They shook hands. His heart sank and he cursed his poor judgement. He’d walked into one of nature’s oldest traps. She was perfect.
“Oh bloody hell, the king and queen are here,” Lek said. “I need you two to come and meet them, act as a shield. Here, Edward, you take the baby.”
A bright blue four-wheel drive had stopped at the beach. The front doors opened and two minders got out and opened the rear doors.
“Your parents, I presume,” Edward said.
Mr and Mrs Kogwatmai got out of the car. Mr Kongwatmai adjusted his shirt collar. He wore a grey suit with a blue tie and brogues. His wife was six inches shorter than him and when she stepped onto the sand her stilettos sank in. Instead of taking them off, she linked arms with her husband and used him for support. The bodyguards pretended not to notice. A crowd was building.
“I see you’ve hired a gangster to do the necessaries,” Mr Kongwatmai told his daughter, in Thai, indicating George.
“Why’s he wearing those sunglasses?” Mr Kongwatmai asked.
“He’s got a pair of black eyes.”
“Oh.”
“Gangster,” Mr Kongwatmai said.
“And who’s this man holding our beautiful granddaughter?”
“This is Edward, Mark’s friend,” Lek said, switching to English. “And my friend. He’s going to be Lek’s godfather.”
“You’re still determined to call her Lek then?” Mr Kongwatmai said, in Thai.
“We’ve had the khwan, so like it or lump it,” said Lek. “I haven’t had much sleep lately so don’t pick a fight with me, father dear.”

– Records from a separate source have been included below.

PR #2532, opened 2024-02-27
P-422 add a batched request vc method

BillyWooo:
This PR provides a new functionality of handling `batch_request_vc`, along with existed `request_vc`. 
```
request_vc(Identity, Identity, Assertion, Option<RequestAesKey>, H256),
batch_request_vc(Identity, Identity, Vec<Assertion>, Option<RequestAesKey>, H256),
```
This new feature should not break existed functionality. But provide a new possibility that new `batch_request_vc` can support a vector of assertions as input. 

Both `request_vc` and `batch_request_vc` go with the same rpc method `author_requestVc` as before. 
- `request_vc` will expect: 
    - one regular trustedcall submitted response (similar like link_identity)
    - one result response. (error regarding processing assertion is a kind of result)
- `batch_request_vc` will expect: 
    - one regular trustedcall submitted response (similar like link_identity)
    - the same number of input assertion vector length result response. (error regarding processing assertion is a kind of result)
 
`result response` is defined like this:
```
#[derive(Debug, Encode, Decode, Clone)]
pub struct RequestVcResultOrError {
	pub payload: Vec<u8>,
	pub is_error: bool,
	pub idx: u8,
	pub len: u8,
}

pub struct RequestVCResult {
	pub vc_payload: AesOutput,
	pub pre_mutated_id_graph: AesOutput,
	pub pre_id_graph_hash: H256,
}
```
And the existed `struct RequestVCResult` is encoded into `payload` of `struct RequestVcResultOrError`.

There are two kinds of result scenarios:
1. Normal, `is_error==FALSE && len > 0` -> a valid assertion response; use `idx` and `len` to indicate which assertion it is. Expect total response number == assertion vector length (request_vc: len is 1).
2. Assertion Error, `is_error==TRUE && len > 0` -> error from processing assertion; use `idx` and `len` to indicate which assertion it is. 
3. Pre-Assertion Error, `is_error==TRUE && len==0` -> error happens before starting to process any assertion, e.g. 
    - Wrong trusted call (not request_vc, nor request_batch_vc)
    - decoding error (can't decode out trusted call, no idea what's the input)
    - can't verify signature (illegal input)
    - failed to retrieve shielding key
    - failed to get mrenclave
   
The first two will expect total response number == assertion vector length (request_vc: len is 1). 
For the third one, there will be only one response.


Kailai-Wang (commented):
A naive question before going into the review - how did you test it? CLI? ts-test?

tee-worker/litentry/core/vc-task/receiver/src/lib.rs
```diff
@@ -154,30 +162,122 @@ where
...
+			node_metadata_repo,
+			tc_sender,
+			tcs.call.clone(),
+			1,
+		);
+		send_vc_response(sender, context, response);
+	} else if let TrustedCall::batch_request_vc(signer, who, assertions, maybe_key, req_ext_hash) =
+		tcs.call
+	{
+		let pool = ThreadPool::new(4);
```
felixfaisal: Should we limit the batch-vc-requests to 4, to avoid blocking time here for the pool to be free when the number of assertions are greater than 4, wdyt? @BillyWooo

tee-worker/litentry/core/vc-task/receiver/src/lib.rs
```diff
@@ -154,30 +162,122 @@ where
...
+			);
+			let context_pool = context.clone();
+			let extrinsic_factory_pool = extrinsic_factory.clone();
+			let node_metadata_repo_pool = node_metadata_repo.clone();
+			let tc_sender_pool = tc_sender.clone();
+			let shard = request.shard;
+			let sender_clone = sender.clone();
+
+			pool.execute(move || {
+				let response = process_single_request(
```
felixfaisal: So every single request we are submitting a callback extrinsic upon success, Can we batch them as well for the batch request-vc? wdyt? Could be useful when we implement callback extrinsics for failure as well.

tee-worker/sidechain/rpc-handler/src/direct_top_pool_api.rs
```diff
@@ -333,27 +340,64 @@ where
...
-			log::error!("Received error in jsonresponse: {:?} ", e);
-			Err(e)
-		},
-		Err(_) => {
-			// This case will only happen if the sender has been dropped
-			Err("The sender has been dropped".to_string())
-		},
+	let mut req_cnt = 0u8;
+	let mut req_num = 0u8;
+	loop {
```
felixfaisal: We can instead use `while receiver.recv()`

tee-worker/sidechain/rpc-handler/src/direct_top_pool_api.rs
```diff
@@ -333,27 +340,64 @@ where
...
+		req_cnt += 1;
+		match receiver.recv() {
+			Ok(Ok(response)) =>
+				if let Ok(vc_res) = VCResponse::decode(&mut response.as_slice()) {
+					req_num = vc_res.vc_req_num;
+					author.send_rpc_response(hash, vc_res.vc_res_payload, req_cnt < req_num);
+					if !req_cnt < req_num {
```
felixfaisal: I don't think we have to manually count this, If all the senders in the channel are dropped, it signals it. https://docs.rs/futures/latest/futures/channel/mpsc/index.html#disconnection

tee-worker/app-libs/stf/src/trusted_call.rs
```diff
@@ -119,6 +119,8 @@ pub enum TrustedCall {
 	#[cfg(not(feature = "production"))]
 	#[codec(index = 5)]
 	remove_identity(Identity, Identity, Vec<Identity>),
+	#[codec(index = 6)]
+	batch_request_vc(Identity, Identity, Vec<Assertion>, Option<RequestAesKey>, H256),
```
felixfaisal: I think we should use a `BoundedVec` to limit the number of assertions.

tee-worker/sidechain/rpc-handler/src/direct_top_pool_api.rs
BillyWooo: Thanks for the doc. But the count here is more for the connection token, which manages (do_watch) socket to send out result. Wdyt?

tee-worker/litentry/core/vc-task/receiver/src/lib.rs
BillyWooo: Thought about it before. But there the use case would easily result in a "select all" option from FE; then a big vector of assertions (e.g. 30) come inside. If we combine all result together, that would too big as one result. That's the reason to split it and send back result separately.
Otherwise, it would much simpler only to extend the old arch to process vector of assertions, gather result together, and return. Only need to touch one file is enough.

felixfaisal: The FE is not using callback extrinsics for anything, It's only meant for logging. We shouldn't allow a big vector of assertion, which is my other comment.

tee-worker/sidechain/rpc-handler/src/direct_top_pool_api.rs
felixfaisal: Isn't the count being used to exit the loop, when all requests are received? Also if we do end up using this count could you use something like `req_cnt >= req_num`

tee-worker/client-api/parachain-api/prepare-build/interfaces/trusted_operations/definitions.ts
```diff
@@ -37,6 +37,7 @@ export default {
                 deactivate_identity: "(LitentryIdentity, LitentryIdentity, LitentryIdentity, Option<RequestAesKey>, H256)",
                 activate_identity: "(LitentryIdentity, LitentryIdentity, LitentryIdentity, Option<RequestAesKey>, H256)",
                 request_vc: "(LitentryIdentity, LitentryIdentity, Assertion, Option<RequestAesKey>, H256)",
+                batch_request_vc: "(LitentryIdentity, LitentryIdentity, Vec<Assertion>, Option<RequestAesKey>, H256)",
```
jonalvarezz: Order is important here. It should go after remove_identity. Same as in `tee-worker/app-libs/stf/src/trusted_call.rs`

jonalvarezz (commented):
Thanks, Yang,


I left one comment that may be the culprit of ts-tests failing, as no new tests have been added or modified. 

I look forward to seeing the dedup and index for the responses. It'd be great if we have the corresponding ts-tests as well.

tee-worker/app-libs/stf/src/trusted_call_result.rs
```diff
@@ -100,4 +100,6 @@ pub struct RequestVCResult {
 	// they should be referenced/used only when the client's local IDGraph is empty
 	pub pre_mutated_id_graph: AesOutput,
 	pub pre_id_graph_hash: H256,
+	// can be ignored when it's for one vc request
+	pub batch_vc_idx: u8,
```
jonalvarezz: should we move this to a higher layer like `WorkerRpcReturnValue`? I'm thinking of responses that are not `RequestVCResult` like errors or further batch methods we want to enable

tee-worker/ts-tests/integration-tests/dr_vc.test.ts
```diff
@@ -147,24 +148,39 @@ describe('Test Vc (direct request)', function () {
...
+            }
 
             const isVcDirect = true;
-            // const res = await sendRequestFromTrustedCall(context, teeShieldingKey, requestVcCall, isVcDirect);
-
             // Instead of waiting for final response we will listen all responses from the call
             const onMessageReceived = async (res: WorkerRpcReturnValue) => {
                 // if response is a A1 or A2, etc....
-                await assertVc(context, aliceSubstrateIdentity, res.value);
+                const vcresponse = context.api.createType('VCResponse', res.value);
```
jonalvarezz: I'm a bit iffy on the `VCResponse` naming here:

`WorkerRpcReturnValue` contains `VCResponse` which contains either `RequestVCResult` if it's `len` prop is > 0, or String with the error msg, otherwise.

How about something more idiomatic like `RequestVcResultOrError`.

Also do I understand correctly that adding the `idx` into `WorkerRpcReturnValue` is not possible and thus we had to introduce a new layer called `VCResponse`?

BillyWooo: Hi @jonalvarezz `idx` is also include within this VCResponse. Same layer as `len`. Is it OK?

BillyWooo: Yes. I can renaming as you suggested.

jonalvarezz: > idx is also include within this VCResponse. Same layer as len. Is it OK?

That was my second question. VCResult didn't exist before so we are purposely adding it. Do we need to because adding idx to `WorkerRpcReturnValue` was not possible?

tee-worker/ts-tests/integration-tests/dr_vc.test.ts
```diff
@@ -147,30 +148,58 @@ describe('Test Vc (direct request)', function () {
...
-                context.mrEnclave,
-                context.api.createType('Index', nonce),
-                new PolkadotSigner(context.substrateWallet.alice),
-                aliceSubstrateIdentity,
-                context.api.createType('Assertion', assertion).toHex(),
-                context.api.createType('Option<RequestAesKey>', aesKey).toHex(),
-                requestIdentifier
-            );
+            let requestVcCall;
+            if (Array.isArray(assertion)) {
```
0xverin, line 152: The di and dr vc test codes are basically the same, so you may need to change the code of di to be the same as dr's, otherwise I think ci should not pass.  cc @BillyWooo 

Since they only have a difference between isVcDirect true and false, do we need to consider merging them? Otherwise, in the future changing the same code will look too bloated. cc @Traf333

0xverin (commented):
Thanks! Please copy the code of `dr_vc.test.ts` to di_vc.tests.ts to let ci pass. As I mentioned in comment, hand it over to ts-tests side.  :p

tee-worker/ts-tests/integration-tests/dr_vc.test.ts
BillyWooo: Let's visit this topic together with **Whether we should remove `request_vc`, and only use `request_batch_vc` in the future?**. Then we maybe do some test refactor together.

tee-worker/core-primitives/top-pool/src/watcher.rs
```diff
@@ -139,6 +139,15 @@ where
 		}
 	}
 
+	pub fn send_rpc_response(&mut self, encoded_value: Vec<u8>, do_watch: bool) {
```
Kailai-Wang: Is this function actually used?

tee-worker/sidechain/rpc-handler/Cargo.toml
```diff
@@ -8,6 +8,9 @@ edition = "2021"
 # sgx dependencies
 sgx_tstd = { branch = "master", git = "https://github.com/apache/teaclave-sgx-sdk.git", optional = true }
 
+# substrate deps
+sp-runtime = { default-features = false, git = "https://github.com/paritytech/substrate.git", branch = "polkadot-v0.9.42" }
```
Kailai-Wang, line 12: it's a good practice to always add `sp-runtime/std` to the `std` feature list

tee-worker/sidechain/rpc-handler/src/direct_top_pool_api.rs
```diff
@@ -333,27 +340,59 @@ where
...
-		Ok(Err(e)) => {
-			log::error!("Received error in jsonresponse: {:?} ", e);
-			Err(e)
-		},
-		Err(_) => {
-			// This case will only happen if the sender has been dropped
-			Err("The sender has been dropped".to_string())
-		},
+	let mut req_cnt = 0u8;
+	while let Ok(res) = receiver.recv() {
```
Kailai-Wang: Something to improve here is to properly handle the error - so far the loop will be ended silently. It will cause the client to wait indefinitely

tee-worker/sidechain/rpc-handler/src/direct_top_pool_api.rs
```diff
@@ -333,27 +340,59 @@ where
...
+
+	// Use this hash to trigger the storage of connection_registry
+	let hash = request.using_encoded(|x| BlakeTwo256::hash(x));
+
+	thread::spawn(move || request_vc_inner1(author, request, hash));
+
+	Ok(hash)
+}
 
+fn request_vc_inner1<R, TCS, G>(author: Arc<R>, request: AesRequest, hash: H256)
```
Kailai-Wang: it seems that `hash` is redundant (as it can be computed from `request`)

tee-worker/litentry/core/vc-task/receiver/src/lib.rs
```diff
@@ -154,30 +171,145 @@ where
...
+	{
+		// Filter out duplicate assertions
+		let mut seen: HashSet<H256> = HashSet::new();
+		let mut unique_assertions = Vec::new();
+		for assertion in assertions.into_iter() {
+			let hash = H256::from(blake2_256(&assertion.encode()));
+			if seen.insert(hash) {
+				unique_assertions.push(assertion);
+			}
+		}
```
Kailai-Wang: I think HashSet itself is enough to dedup, something like `let set: HashSet<_> = vec.drain(..).collect();`

tee-worker/sidechain/rpc-handler/src/direct_top_pool_api.rs
```diff
@@ -333,27 +340,59 @@ where
...
-		},
+	let mut req_cnt = 0u8;
+	while let Ok(res) = receiver.recv() {
+		match res {
+			Ok(response) => {
+				req_cnt += 1;
+				if let Ok(vc_res) = RequestVcResultOrError::decode(&mut response.as_slice()) {
+					author.send_rpc_response(hash, response, req_cnt < vc_res.len);
+					if req_cnt >= vc_res.len {
+						break
```
Kailai-Wang: Does it actually close the ws connection?

If not, could we end up exhausting the connection limit quite soon?

tee-worker/sidechain/rpc-handler/src/direct_top_pool_api.rs
```diff
@@ -333,27 +340,59 @@ where
...
+{
 	let payload = get_request_payload(params)?;
-	let request = AesRequest::from_hex(&payload)
-		.map_err(|e| format!("AesRequest construction error: {:?}", e))?;
+	let request = AesRequest::from_hex(&payload).map_err(|e| format!("{:?}", e))?;
+
+	// Use this hash to trigger the storage of connection_registry
+	let hash = request.using_encoded(|x| BlakeTwo256::hash(x));
+
+	thread::spawn(move || request_vc_inner1(author, request, hash));
```
Kailai-Wang: As mentioned, although unlikely - it's still better to make sure this thread only runs after the connection registry has been populated - can be followed up by another issue

tee-worker/litentry/core/vc-task/sender/src/lib.rs
```diff
@@ -37,13 +36,16 @@ use std::{
...
-	pub sender: oneshot::Sender<Result<Vec<u8>, String>>,
+	pub sender: MpscSender<Result<Vec<u8>, String>>,
 	pub request: AesRequest,
 }
 
-#[derive(Encode, Decode, Clone)]
-pub struct VCResponse {
-	pub vc_payload: Vec<u8>,
+#[derive(Debug, Encode, Decode, Clone)]
+pub struct RequestVcResultOrError {
```
Kailai-Wang: I actually prefer using enum to represent "result or error"

Kailai-Wang (commented):
The general idea looks good, thanks!

However, I'm not convinced by the two level thread-pool design, it seems to complicate the whole procedure.. why don't we deserialise the request and simply post each assertion request as task to the thread pool we had? There seems to be no demand of being grouped.

Btw we can remove `P 422` in the PR title - or rewrite it as `P-422:`

tee-worker/core-primitives/top-pool/src/watcher.rs
BillyWooo: Thanks. It should be removed.

tee-worker/sidechain/rpc-handler/src/direct_top_pool_api.rs
BillyWooo: Yes. Once the receiver goes out of scope. The connection will be cut down automatically.

BillyWooo: It will.  Once `do_watch` is false, the wss connection will be cut down.

tee-worker/sidechain/rpc-handler/src/direct_top_pool_api.rs
BillyWooo: add `receiver.recv()` failure checking.

BillyWooo:
> read pool we ha

Originally I had the same idea. But when analysing the use case, request will always come with vector of assertions. I don't have any profiling statistics to guarantee that all assertions will executed very fast; then the following new vector will be executed. So I made it two layers. At least requests coming from 4 different users can be processed in parallel. If request from one user has a bigger vector, it won't block other users too much.

Kailai-Wang:
> > read pool we ha
> 
> Originally I had the same idea. But when analysing the use case, request will always come with vector of assertions. I don't have any profiling statistics to guarantee that all assertions will executed very fast; then the following new vector will be executed. So I made it two layers. At least requests coming from 4 different users can be processed in parallel. If request from one user has a bigger vector, it won't block other users too much.

That's effectively the same - as long as the assertions aren't user-specific and don't have to be bound to be executed in one group, it's equivalent to simply increase the worker number IMO.

kziemianek:
Can we have a metric for pending vc tasks ?

Kailai-Wang:
Let's try to get this PR merged today so that it's not prolonged to next week :)

tee-worker/app-libs/stf/src/trusted_call.rs
```diff
@@ -68,11 +68,13 @@ use sp_core::{
 	ed25519,
 };
 use sp_io::hashing::blake2_256;
-use sp_runtime::MultiAddress;
+use sp_runtime::{traits::ConstU32, BoundedVec, MultiAddress};
 use std::{format, prelude::v1::*, sync::Arc};
 
 pub type IMTCall = ita_sgx_runtime::IdentityManagementCall<Runtime>;
 pub type IMT = ita_sgx_runtime::pallet_imt::Pallet<Runtime>;
+pub type MaxAssertionLength = ConstU32<32>;
```
felixfaisal, line 76: This should not be greater than `4` , I don't think we even have `32` assertions.

tee-worker/sidechain/rpc-handler/src/direct_top_pool_api.rs
```diff
@@ -333,27 +341,94 @@ where
...
+{
 	let payload = get_request_payload(params)?;
-	let request = AesRequest::from_hex(&payload)
-		.map_err(|e| format!("AesRequest construction error: {:?}", e))?;
+	let request = AesRequest::from_hex(&payload).map_err(|e| format!("{:?}", e))?;
+
+	// Use this hash to trigger the storage of connection_registry
+	let hash = request.using_encoded(|x| BlakeTwo256::hash(x));
 
+	thread::spawn(move || request_vc_inner(author, request, hash));
```
felixfaisal: This does not look right, We are creating a thread every time we receive a request?

tee-worker/litentry/core/vc-task/receiver/src/lib.rs
```diff
@@ -154,30 +174,158 @@ where
...
+					maybe_key,
+					req_ext_hash,
+				);
+				let extrinsic_factory_pool = extrinsic_factory.clone();
+				let node_metadata_repo_pool = node_metadata_repo.clone();
+				let tc_sender_pool = tc_sender.clone();
+				let shard = request.shard;
+
+				pool.execute(move || {
+					let response = process_single_request(
```
felixfaisal: There is an edge case here, That is if the `identity-graph` is empty, We will try to create `link-identity` trusted-call for all of these requests and submit, So then each response will have `mutated_id_graph`. 
CC: @Kailai-Wang

felixfaisal (commented):
From just generally going through the PR, I can see a few edge cases missed. 
- I would have preferred a separate handle for `batch_requests` and a separate one for `single_requests`. The coupling seems to add more complications.
- As @Kailai-Wang mentioned we could just set the total number of worker threads to be 20 (worst case is `20` threads not `16` ) 
- There is a lingering `thread::spawn` that seems to be forgotten

tee-worker/sidechain/rpc-handler/src/direct_top_pool_api.rs
BillyWooo: Yes. Because `request_vc_inner` is going to process the request and wait for the response.

Kailai-Wang: I think what Faisal means is it could easily spawn many concurrent threads - it could cause problems especially for enclave where the number of threads are limited

Kailai-Wang: I think it should directly post the task to thread pool and return

Kailai-Wang: I think it depends on how jsonrpc handles the handling of sync method internally - the while loop might need to be executed on threads in the first threadpool

tee-worker/litentry/core/vc-task/receiver/src/lib.rs
Kailai-Wang: OK not if you want to find out the duplicated assertion and return the error for it...

tee-worker/sidechain/rpc-handler/src/direct_top_pool_api.rs
Kailai-Wang: This is the major change we need before we can merge it

tee-worker/litentry/core/vc-task/sender/src/lib.rs
Kailai-Wang: Maybe we should create an issue and solve it in another PR - in case you don't have any capacity for this one

tee-worker/litentry/core/vc-task/receiver/src/lib.rs
Kailai-Wang: Good catch.

I'd argue the impact is insignificant though - it can be mitigated on the client side @jonalvarezz . I don't know how the sdk currently deals with it, but in general you could igore the `pre_mutated_id_graph` if the local hash is equal to `pre_id_graph_hash`.

We could adjust the parachain side so that only the last response contain meaningful values, but again what if that vc request ends up being an error? The client would never get a response with these fields, which doesn't seem to be right either. So I'd say let's leave it as it is.

One improvement that I can see is we only need to submit `TrustedCall::maybe_create_id_graph` once per batch. In general, all batch level work should be extracted from `process_single_request`, so it's like:
```
- prepocessing
- n * vc request handling
- postprocessing
```

Please create an issue for that

tee-worker/sidechain/rpc-handler/src/direct_top_pool_api.rs
BillyWooo: Thanks. I see the problem. @felixfaisal good catch.

tee-worker/litentry/core/vc-task/receiver/src/lib.rs
jonalvarezz: > I'd argue the impact is insignificant though - it can be mitigated on the client side @jonalvarezz .

Furthermore, `pre_mutated_id_graph` isn't used so far. IDH rely on the `get_id_graph_hash` getter.

tee-worker/app-libs/stf/src/trusted_call_result.rs
```diff
@@ -101,3 +101,12 @@ pub struct RequestVCResult {
...
 	pub pre_id_graph_hash: H256,
 }
+
+#[derive(Debug, Encode, Decode, Clone)]
+pub struct RequestVcResultOrError {
+	pub payload: Vec<u8>,
+	pub is_error: bool,
+	// When `is_error` true, the following `idx` and `len` should be ignored.
+	pub idx: u8,
+	pub len: u8,
```
jonalvarezz: If this is the case, How should clients map the errors back to the corresponding assertion request?

Kailai-Wang: Yes I think in error cases it should still contain the expected `idx` and `len`

tee-worker/sidechain/rpc-handler/Cargo.toml
```diff
@@ -8,7 +8,11 @@ edition = "2021"
...
+
 # local dependencies
+ita-stf = { path = "../../app-libs/stf", default-features = false }
```
Kailai-Wang, line 15: Same as above - I don't find any references

tee-worker/sidechain/rpc-handler/src/direct_top_pool_api.rs
```diff
@@ -45,14 +45,12 @@ use std::{
 	vec::Vec,
 };
 
-type Hash = sp_core::H256;
```
Kailai-Wang, line 48: Although I don't know why we change this - it should be fine too

tee-worker/sidechain/rpc-handler/Cargo.toml
```diff
@@ -8,7 +8,11 @@ edition = "2021"
 # sgx dependencies
 sgx_tstd = { branch = "master", git = "https://github.com/apache/teaclave-sgx-sdk.git", optional = true }
 
+# substrate deps
+sp-runtime = { default-features = false, git = "https://github.com/paritytech/substrate.git", branch = "polkadot-v0.9.42" }
```
Kailai-Wang, line 12: Why do we need this crate here?

tee-worker/litentry/core/vc-task/receiver/src/lib.rs
```diff
@@ -84,62 +91,300 @@ pub fn run_vc_handler_runner<ShieldingKeyRepository, A, S, H, O, Z, N>(
...
+						let response = process_single_request(
+							shard_pool,
+							context_pool.clone(),
+							extrinsic_factory_pool,
+							node_metadata_repo_pool,
+							tc_sender_pool,
+							new_call,
+						);
+
+						//Totally fine to `unwrap` here. Because new item just added above.
```
Kailai-Wang, line 256: Space - comma - big/small letter - missing `is`/`was` : )

tee-worker/litentry/core/vc-task/receiver/src/lib.rs
```diff
@@ -84,62 +91,300 @@ pub fn run_vc_handler_runner<ShieldingKeyRepository, A, S, H, O, Z, N>(
...
+			},
+		};
+		if !tcs.verify_signature(&mrenclave, &request.shard) {
+			send_vc_response(
+				connection_hash,
+				context,
+				Err("Failed to verify sig".to_string()),
+				0u8,
+				0u8,
+				false,
```
Kailai-Wang, line 177: The readability could be better - we should refactor it together with `RequestVcResultOrError` - need an issue

tee-worker/litentry/core/vc-task/receiver/src/lib.rs
```diff
@@ -84,62 +91,300 @@ pub fn run_vc_handler_runner<ShieldingKeyRepository, A, S, H, O, Z, N>(
...
+				let response = process_single_request(
+					shard_pool,
+					context_pool.clone(),
+					extrinsic_factory_pool,
+					node_metadata_repo_pool,
+					tc_sender_pool,
+					tcs.call.clone(),
+				);
+
+				//Totally fine to `unwrap` here. Because new item just added above.
```
Kailai-Wang, line 203: Space - comma - big/small letter - missing `is`/`was` : )

Kailai-Wang: Actually it's not that safe to unwrap it - at least not from the code logic. You have a separate thread which runs periodic cleanup tasks, so it's possible that the task gets removed inbetween (for whatever reason)

tee-worker/litentry/core/vc-task/receiver/src/lib.rs
```diff
@@ -84,62 +91,300 @@ pub fn run_vc_handler_runner<ShieldingKeyRepository, A, S, H, O, Z, N>(
...
+			.filter(|(_, status)| {
+				status.time_stamp.elapsed() >= Duration::from_secs(wait_seconds)
+					&& status.indexes.len() as u8 == status.len
+			})
+			.map(|(key, _)| *key)
+			.collect();
+
+		for key in items_to_remove {
+			map.remove(&key);
+		}
```
Kailai-Wang, line 340: I think there's `retain` or `drain_filter`

tee-worker/litentry/core/vc-task/receiver/src/lib.rs
```diff
@@ -84,62 +91,300 @@ pub fn run_vc_handler_runner<ShieldingKeyRepository, A, S, H, O, Z, N>(
...
+							context_pool.clone(),
+							extrinsic_factory_pool,
+							node_metadata_repo_pool,
+							tc_sender_pool,
+							new_call,
+						);
+
+						//Totally fine to `unwrap` here. Because new item just added above.
+						let (size, len) =
+							req_registry_pool.update_item(connection_hash, idx as u8).unwrap();
```
Kailai-Wang, line 258: Is `len` alway equal to `assertion_len`? If so we don't need to retun `len` here

tee-worker/app-libs/stf/src/trusted_call_result.rs
BillyWooo: You are right. I removed this comment. The idx and len are still valid.

BillyWooo: Besides, when response is error, and both idx and len are 0: it means error happens before any assertion processing.

tee-worker/litentry/core/vc-task/receiver/src/lib.rs
```diff
@@ -84,62 +91,300 @@ pub fn run_vc_handler_runner<ShieldingKeyRepository, A, S, H, O, Z, N>(
...
-	request: &mut AesRequest,
+#[derive(Clone)]
+struct RequestRegistry {
+	status_map: Arc<Mutex<HashMap<H256, AssertionStatus>>>,
+}
+
+struct AssertionStatus {
+	pub time_stamp: Instant,
+	pub len: u8,
+	pub indexes: Vec<u8>,
```
Kailai-Wang, line 303: We could have better names, like `total` / `processed` etc

And it seems we don't need concrete indexes, just `processed_count`, do we?

tee-worker/litentry/core/vc-task/receiver/src/lib.rs
```diff
@@ -84,62 +91,300 @@ pub fn run_vc_handler_runner<ShieldingKeyRepository, A, S, H, O, Z, N>(
...
 
+	// use local registry to manage request reponse status
+	let req_registry = RequestRegistry::new();
+	let req_registry_cloned = req_registry.clone();
+	thread::spawn(move || loop {
+		// Doesn't harm anything to clean up slowly.
+		let wait_seconds = 200u64;
+		req_registry_cloned.clean_up(wait_seconds);
+		sleep(Duration::from_secs(wait_seconds));
+	});
```
Kailai-Wang, line 116: It sounds like something could be done via reference counting - like `Arc` or so - not in this PR though...

Kailai-Wang (commented):
I think we are close to merging it.

IIUC there's only one universal thread pool now, isn't it?

felixfaisal (approved):
It looks good to me, It's good to be merged if client side(@jonalvarezz) hasn't found anything troubling. However there are follow up issues that need to be addressed and created, Please follow up @BillyWooo

BillyWooo:
Auto-merged. 
Will have another follow up PR to address the improvement comments.

tee-worker/sidechain/rpc-handler/Cargo.toml
BillyWooo: will removed. 
It was added before the refactor. Missed out to remove.

tee-worker/sidechain/rpc-handler/src/direct_top_pool_api.rs
BillyWooo: Same reason as above. I think it's fine to keep it as it is.

tee-worker/sidechain/rpc-handler/Cargo.toml
BillyWooo: same reason as above. will remove it.

tee-worker/litentry/core/vc-task/receiver/src/lib.rs
BillyWooo: Forget about them. Will replace.

tee-worker/litentry/core/vc-task/receiver/src/lib.rs
BillyWooo: >  better names
Yes.
> concrete indexes
Originally planned to check idx and find any missing items. Looks like not necessary now.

“Is it really that bad, darling?” Mrs Kongwatmai said.
“It’s worse. The terrible thing is she’ll only be quiet with Edward. I don’t know how he does it.”
“Oh tush, she’ll be quiet for her grandmother,” Mrs Kongwatmai said. “She switched to English. “Edward, could I hold the baby, please? I’m Nang, by the way, Lek’s mother.”
“Sure. Pleased to meet you.”
Edward transferred Lek II to Mrs Kongwatmai who tickled her chin and kicked off her heels and ambled away with her. Mr Kongwatmai and the bodyguards folded their hands behind their backs and followed her in a group, chuckling.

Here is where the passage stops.